Item 8.01 Other Events.
On February 19, 2021, the Company closed its previously announced underwritten public offering (the “Offering”) of units (“Units”) at an offering price of $6.00 per Unit, each consisting of one share of common stock, par value $0.01 per share (“Common Stock”), and one common stock purchase warrant to purchase one share of Common Stock (the “Warrant”) pursuant to that certain underwriting agreement, dated February 16, 2021, between the Company and the underwriters named therein. The Company conducted the Offering pursuant to the Company’s registration statement on Form S-1 (File No. 333-233586), as amended (the “Registration Statement”), which was declared effective by the U.S. Securities and Exchange Commission on February 16, 2021. In connection with the Offering, the Company sold and issued an aggregate of 1,333,334 shares of Common Stock and 1,533,333 Warrants, for approximate gross proceeds of $8.0 million, before deducting underwriting discounts and commissions and estimated offering expenses, and issued the representative of such underwriters a common stock purchase warrant exercisable for up to 15,333 shares of Common Stock.
On February 19, 2021, the Company entered into the Warrant Agreement pursuant to which Continental was appointed as the Warrant Agent for the Warrants included in the Units for purposes of the Offering, defining the mechanism and timing for issuance of the Warrants in the Offering, and attaching the form of Warrant issued to the investors in the Offering. The Warrant Agreement (with the form of and Warrant) is filed as Exhibit 10.1 to this Current Report on Form 8-K, and the description of the terms of the Warrant Agreement are qualified in its entirety by reference to such exhibit.
The full text of the press release announcing the closing of the Offering is furnished hereto as Exhibit 99.1 and incorporated herein by reference.

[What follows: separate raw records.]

Issue #1259, opened 2017-05-17
Navbar not translucent when using background color


chrise86:
I have the following `navigatorStyle`:

```
navBarBackgroundColor: 'rgba(210, 29, 53, 0.76)',
navBarTranslucent: true,
drawUnderNavBar: true
```

but the content does not seem to actually draw under and shine through the navbar. Removing the background colour fixes this, however the navbar then turns a grey colour which is not what I want. 

Is there any way of setting a navbar tint colour?

Ehesp:
Yeah so this is something called immersive mode which is currently not supported (Android). I'm not sure what the iOS equivalent is called. ccing @guyca as I've spoke with him about this in the past.

chrise86:
@Ehesp I think from scouting around StackOverflow that there is a hack to get this effect, which involves setting a transparent background image :-/

ZionChang:
@chrise86 
It works on both iOS and android, when I use the following style in my screen.
```javascript
static navigatorStyle = {
    drawUnderNavBar: true,
    navBarTranslucent: true,
    navBarTransparent: true,
    navBarBackgroundColor: 'transparent'
};
```

chrise86:
@ZionChang the issue is not with getting a transparent navbar, the issue is not having translucency when using a background colour (other than transparent, which isn't necessary)

ZionChang:
@chrise86 I totally got it wrong about what you said, sorry.

huhu087:
@chrise86 here is the pr: https://github.com/wix/react-native-navigation/pull/1548

PR #1548, opened 2017-07-21
Add navBarTransparency param.

huhu087:
Usage:
like this: navigatorStyle: {
                  navBarBackgroundColor: '#e6514a',
                  navBarTextFontSize: 18,
                  navBarTextColor: 'white',
                  navBarTranslucent: true,
                  drawUnderNavBar: true,
                },

Test passed.


henrikra:
Can you explain bit more or/and provide screenshots?

brenwell:
I tried this, and it appears to work. in my app its so subtle its a bit hard to tell. But would be nice to solve #1259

Item 9.01 Financial Statements and Exhibits
|10.1||Warrant Agreement, including the form of Warrant, made as of February 19, 2021, between the Company and Continental.|
|99.1||Press Release, dated February 19, 2021.|
Pursuant to the requirements of the Securities Exchange Act of 1934, the registrant caused this report to be signed on its behalf by the undersigned, thereunto duly authorized, on the 22nd day of February 2021.